The scheme replaced existing livestock and crop payments and broke the link between production and support. Instead, farmers are obliged to demonstrate that they are keeping their land in good agricultural and environmental condition (GAEC) and comply with requirements in relation to the environment, public and plant health, animal health and welfare. The details of the scheme are set out and described in the Single Payment Scheme Handbook for England, which is available on the DEFRA website.
For the purpose of the SFPS, the United Kingdom is divided into four regions, namely England, Northern Ireland, Wales and Scotland. England is divided into a further three areas, namely disadvantaged areas, moorland and the rest.
Qualifying for the SFP
Farmers who were carrying out an agricultural activity when the scheme commenced in 2005 were entitled to apply to establish entitlements for eligible agricultural areas on their holdings. These entitlements could be activated in 2005 and then for every year as long as the scheme continues to generate a support payment. For each entitlement activated, a farmer must have at his disposal an equivalent area, usually 1 hectare of eligible agricultural land and must satisfy cross compliance conditions on all the agricultural area of their holdings.
To claim under the SFPS, the applicant must be a “farmer”. This means a natural or legal person who exercises an agricultural activity. An “agricultural activity” means producing, growing or rearing agricultural products including, harvesting crops, keeping animals for milking breeding or other farming purposes, or maintaining land in GAEC. Therefore, there is no requirement to undertake any production in order to be regarded as a farmer for the purposes of the scheme. The SFPS payment entitlement could be established on a once off basis in 2005 and is not available to new entrants. SFPS payments are capable of being purchase and sold.
Eligible land under the SFPS is any agricultural area of holding taken up by arable land or permanent pasture. Land in the following uses is not eligible; permanent crops such as Christmas trees; use for pre-production; forest; non-agricultural use and non grazeable pasturage. Permanent crops are non-rotational crops, that have occupied land for more than 5 years and have repeated harvest, for example grapes and vines.
Land used for equine purposes may be eligible in part or whole. Land in agri-environmental schemes can still be eligible for payment under SFPS.
Until recently, lands could only be used to support an application for entitlement if it was at the applicant’s disposal for a minimum of 10 months in the year. This has been revised so that the farmer need only have the land at his disposal at one specified point in the year. This could include lands owned or held under an agricultural tenancy.
The payment entitlement forms the basis of the SFPS. There are two types of entitlement, namely “normal” and “set aside”.
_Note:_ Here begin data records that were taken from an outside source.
PR #5910, opened 2025-06-18
Allow blocking on fastify cookie

IlyasShabi:
### What does this PR do?
Allow blocking on fastify cookie @fastify/cookie library

### Plugin Checklist

- [ ] Unit tests.
- [ ] Integration tests.
- [ ] Benchmarks.
- [ ] TypeScript [tests][2].
- [ ] API [documentation][3].
- [ ] CI [jobs/workflows][4].

### DIFF
--- a/packages/datadog-instrumentations/src/fastify.js
+++ b/packages/datadog-instrumentations/src/fastify.js
@@ -58,7 +58,9 @@ function wrapAddHook (addHook) {
           arguments[arguments.length - 1] = function (err) {
             publishError(err, req)
 
-            if (cookieParserReadCh.hasSubscribers && !cookiesPublished.has(req)) {
+            const hasCookies = request.cookies && Object.keys(request.cookies).length > 0
+
+            if (cookieParserReadCh.hasSubscribers && hasCookies && !cookiesPublished.has(req)) {
               const res = getRes(reply)
               const abortController = new AbortController()
 
--- a/packages/dd-trace/test/appsec/index.fastify.plugin.spec.js
+++ b/packages/dd-trace/test/appsec/index.fastify.plugin.spec.js
@@ -470,6 +470,9 @@ withVersions('fastify', 'fastify', '>=2', version => {
               hook
             })
 
+            // Dummy hook
+            app.addHook('onRequest', (req, reply, done) => done())
+
             app.post('/', (request, reply) => {
               requestCookie()
               reply.send('DONE')


packages/dd-trace/test/appsec/index.fastify.plugin.spec.js
```diff
@@ -4,13 +4,12 @@ const Axios = require('axios')
...
 const getPort = require('get-port')
 const path = require('path')
-const semver = require('semver')
 const agent = require('../plugins/agent')
 const appsec = require('../../src/appsec')
 const Config = require('../../src/config')
 const { json } = require('../../src/appsec/blocked_templates')
 
-withVersions('fastify', 'fastify', version => {
+withVersions('fastify', 'fastify', '>=2', version => {
```
IlyasShabi, line 12: since we support fastify >=2

packages/datadog-instrumentations/src/fastify.js
```diff
@@ -45,16 +46,35 @@ function wrapAddHook (addHook) {
...
-        if (typeof done === 'function') {
-          done = arguments[arguments.length - 1]
+        // done callback is always the last argument
+        const done = arguments[arguments.length - 1]
 
+        if (typeof done === 'function') {
           arguments[arguments.length - 1] = function (err) {
             publishError(err, req)
 
+            const hasCookies = request.cookies && Object.keys(request.cookies).length > 0
```
simon-id, line 61: eeeeh, usually we check that in the listener instead, not sure it makes a big difference, but when debugging it's nice to still have the DC event fired, even if it is with empty object

packages/datadog-instrumentations/src/fastify.js
```diff
@@ -45,16 +46,35 @@ function wrapAddHook (addHook) {
...
+    arguments[arguments.length - 1] = shimmer.wrapFunction(fn, fn => function () {
+      const request = arguments[0]
+      const reply = arguments[1]
       const req = getReq(request)
 
       try {
-        if (typeof done === 'function') {
-          done = arguments[arguments.length - 1]
+        // done callback is always the last argument
+        const done = arguments[arguments.length - 1]
```
simon-id: why add this ? there can be more arguments between reply and done ?
if that's the case, there was a bug before no ?

packages/datadog-instrumentations/src/fastify.js
```diff
@@ -45,16 +46,35 @@ function wrapAddHook (addHook) {
 
     if (typeof fn !== 'function') return addHook.apply(this, arguments)
 
-    arguments[arguments.length - 1] = shimmer.wrapFunction(fn, fn => function (request, reply, done) {
+    arguments[arguments.length - 1] = shimmer.wrapFunction(fn, fn => function () {
```
simon-id: if you remove the arguments from the function signature, you potentially break any behavior in the framework, that might be checking "func.length" to detect the type of callback it is and what arguments to pass it

packages/dd-trace/test/appsec/index.fastify.plugin.spec.js
```diff
@@ -4,15 +4,14 @@ const Axios = require('axios')
...
-const semver = require('semver')
 const zlib = require('zlib')
 const fs = require('node:fs')
 const agent = require('../plugins/agent')
 const appsec = require('../../src/appsec')
 const Config = require('../../src/config')
 const { json } = require('../../src/appsec/blocked_templates')
 
-withVersions('fastify', 'fastify', version => {
+withVersions('fastify', 'fastify', '>=2', version => {
```
simon-id, line 14: aren't you removing coverage for fastify v1 by doing this ?

packages/dd-trace/test/plugins/externals.json
```diff
@@ -151,6 +151,10 @@
     {
       "name": "middie",
       "versions": ["5.1.0"]
+    },
+    {
+      "name": "@fastify/cookie",
+      "versions": [">=6"]
```
simon-id, line 157: i was gonna say "can't we support older versions ?" but this package started at v6.0.0 lol

packages/dd-trace/test/appsec/index.fastify.plugin.spec.js
IlyasShabi: We do not support fastify v1, I will add this to the documentation

packages/datadog-instrumentations/src/fastify.js
IlyasShabi: I don't want to create an `AbortController` as it's an expensive operation

simon-id: I talked with Ruben in slack about this last time, and from what I understand, it's really not THAT expensive, it's just a new object, nothing crazy

simon-id: I think his definition of "expensive" wasn't what we understood from it

packages/datadog-instrumentations/src/fastify.js
uurien: it is checked 2 lines above

simon-id: what ? I think you're misunderstanding my comment

simon-id: he removed the request, reply, done arguments from the function signature, thus if code in fastify checks for this callback length, it will be wrong no ?

uurien: yes sorry, I misunderstood it. you're right.

packages/datadog-instrumentations/src/fastify.js
IlyasShabi: Hook could have 3 or 4 args https://fastify.dev/docs/latest/Reference/Hooks
Could you check now

packages/datadog-instrumentations/src/fastify.js
```diff
@@ -49,26 +51,44 @@ function wrapAddHook (addHook) {
...
-        if (typeof done === 'function') {
-          done = arguments[arguments.length - 1]
+        // done callback is always the last argument
+        const doneCallback = arguments[arguments.length - 1]
 
+        if (typeof doneCallback === 'function') {
           arguments[arguments.length - 1] = function (err) {
             publishError(err, req)
 
+            if (cookieParserReadCh.hasSubscribers && !cookiesPublished.has(req)) {
```
uurien: why does this work?
we are executing this peace of code each time that the hook is executed, this only should work if the cookies are parsed the first time a hook is executed.
If the cookies hook is the second one, we will mark add the request in `cookiesPublished` and we will ignore the good one. To make this work, we should check also if the cookies object has something, as you did in your first implementation.

IlyasShabi: It works because the first hook have already cookies parsed, but adding
```
app.addHook('onRequest', (req, reply, done) => done())
```
Will break the `onRequest` test.
I fixed the implementation and improve tests

packages/datadog-instrumentations/src/fastify.js
simon-id: so that means this is a bug existing in master no ?

IlyasShabi: Yes there is a bug on master with `preParsing` hook

packages/dd-trace/test/appsec/index.fastify.plugin.spec.js
simon-id: why not ? the instrumentation is there no ?

IlyasShabi: Fasitfy v1 is missing a lot of hooks like `preValidation` and `preParsing` that we use to block a request + we have 0 customer using fastify v1

simon-id (approved):

PR #5913, opened 2025-06-18
add event loop and gc configuration for runtime metrics

rochdev:
### What does this PR do?

Add event loop and GC configuration for runtime metrics.

### Motivation

Allow finer control on the types of metrics to collect, especially on the native front. Allowing to pick which GC collector to use can also be used to work around issues with one of the collector by temporarily switching to a different one.


packages/dd-trace/src/config.js
```diff
@@ -567,7 +573,10 @@ class Config {
     defaults['remoteConfig.enabled'] = true
     defaults['remoteConfig.pollInterval'] = 5 // seconds
     defaults.reportHostname = false
-    defaults.runtimeMetrics = false
+    defaults['runtimeMetrics.enabled'] = false
+    defaults['runtimeMetrics.eventLoop'] = true
+    defaults['runtimeMetrics.gc'] = true
+    defaults['runtimeMetrics.gcCollector'] = 'default'
```
szegedi: Does it make sense to have these as two separate config properties? You could have just one (just keep `.gc`?) and introduce an `'off'` value (and maybe use `'on'` instead of `'default'` for consistency.) You could still have config translate incoming env var values of '0', '1', 'true', 'false' to off and on. Of course, for consistency you should then probably allow use of off and on as keywords for the other two properties a well (`enabled` and `eventLoop`.) Maybe we should just add `on` and `off` as recognized values in [util.js](https://github.com/DataDog/dd-trace-js/blob/master/packages/dd-trace/src/util.js#L5-L13).

We recently added a config for choosing the compression method for uploading profiles and use on/off there in addition to specifically naming compression methods.

Of course, if you envision there could be even more config options for GC metrics in the future, then it may make sense to keep them as separate properties, but we should assess how likely is that.

BridgeAR (commented):
I did not yet properly look into it. I just wonder if we really want to support different implementations almost indefinitely, since that is likely the outcome for `gcCollector` (or we would have to make it a noop).

packages/dd-trace/src/config.js
tlhunter: I'm personally not a fan of "enabled" (or "disabled") as key names, only as values, but we do it everywhere so that'll never change.

But in this case it looks like the gc runtime metrics are either enabled or disabled, so for consistency maybe it should looks more like this:

```
    defaults['runtimeMetrics.gc.enabled'] = true
    defaults['runtimeMetrics.gc.collector'] = 'default'
```

Otherwise I'm not sure if we want to break the `enabled=true` pattern that we have everywhere.

rochdev: > Does it make sense to have these as two separate config properties?

I think it does, otherwise, in order to disable GC metrics you would have to lose the information about what collector you want to use, and then figure out that value again to re-enable them. Keeping them separate keeps their purposes usable on their own without impacting each other.

rochdev:
> I did not yet properly look into it. I just wonder if we really want to support different implementations almost indefinitely, since that is likely the outcome for gcCollector (or we would have to make it a noop).

I don't think we'd want to keep them indefitely, but they are likely to stay for at least a few years, and after that we can indeed deprecate them and make configuring any implementation that no longer exists fall back to the default.

packages/dd-trace/src/config.js
rochdev: > But in this case it looks like the gc runtime metrics are either enabled or disabled, so for consistency maybe it should looks more like this:

Makes sense, I'll make the change. Would you also rename the environment variables at that point?

szegedi: > I think it does, otherwise, in order to disable GC metrics you would have to lose the information about what collector you want to use, and then figure out that value again to re-enable them. 

I can buy that argument.

szegedi: > Would you also rename the environment variables at that point?

I think yes – we generally add `_ENABLED` at the end of the name of an env var that enables a functionality, so:
```
DD_RUNTIME_METRICS_EVENT_LOOP_ENABLED
DD_RUNTIME_METRICS_GC_ENABLED
```

rochdev: Renamed the environment variables as well 👍

tlhunter (dismissed):

packages/dd-trace/src/runtime_metrics/runtime_metrics.js
```diff
@@ -34,15 +34,27 @@ reset()
...
-      if (hasGCObserver) {
-        nativeMetrics.start('loop') // Only add event loop watcher and not GC.
+      if (hasGCProfiler && (gcCollector === 'profiler' || gcCollector === 'default')) {
+        startGCProfiler()
+      } else if (hasGCObserver && (gcCollector === 'observer' || gcCollector === 'default')) {
+        startGCObserver()
       } else {
-        nativeMetrics.start()
+        watchers.push('gc')
       }
```
BridgeAR:
```suggestion
      if (hasGCProfiler) {
        if (gcCollector === 'profiler' || gcCollector === 'default') {
          startGCProfiler()
        } else {
          startGCObserver()
        }
      } else {
        watchers.push('gc')
      }
```

The condition checked in two different spots for default. That is definitely off.

BridgeAR (approved):
LGTM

An entitlement must have been established as a once off exercise in 2005. For each hectare of eligible land declared on the 2005 application form, the applicant received an entitlement to claim payment under the SFPS. It is possible that land which was not eligible at the outset could become eligible in order to activate an entitlement.
The entitlements are of various different types, depending on their source. A normal entitlement is “standard” entitlement that most applicants are entitled to. There are also set aside entitlements; national reserve entitlements and various other types of entitlements, arising where lands were in use for some particular purpose at the relevant date.
The reference amount was allocated to applicants between all his holdings in the United Kingdom. For arable farmers, the arable element of the reference amount was allocated according to where crops were grown during the reference period. For dairy farmers the reference amount is allocated according to the location of the total grass land declared in 2005.
Once entitlements have been established, they must be activated in each year in order to make a claim. In order to activate an entitlement, the applicant must have an equal number of eligible hectares at his disposal. If fewer eligible hectares are available, then entitlements can only be activated for the number of eligible hectares. Entitlements which are not used for three years are taken away and placed into the National Reserve. Entitlements can be rotated to ensure they are used once in every three years.
Value of Entitlements
The value of entitlements for most farmers is made up of two elements; the flat rate element and the historic reference element. There is a budget for support payments for each of the English areas and a proportion of this is taken to fund the flat rate element. The sum is divided by the number of declared eligible hectares to give the flat rate element for each area. Every entitlement in that area will hold a portion of the area budget.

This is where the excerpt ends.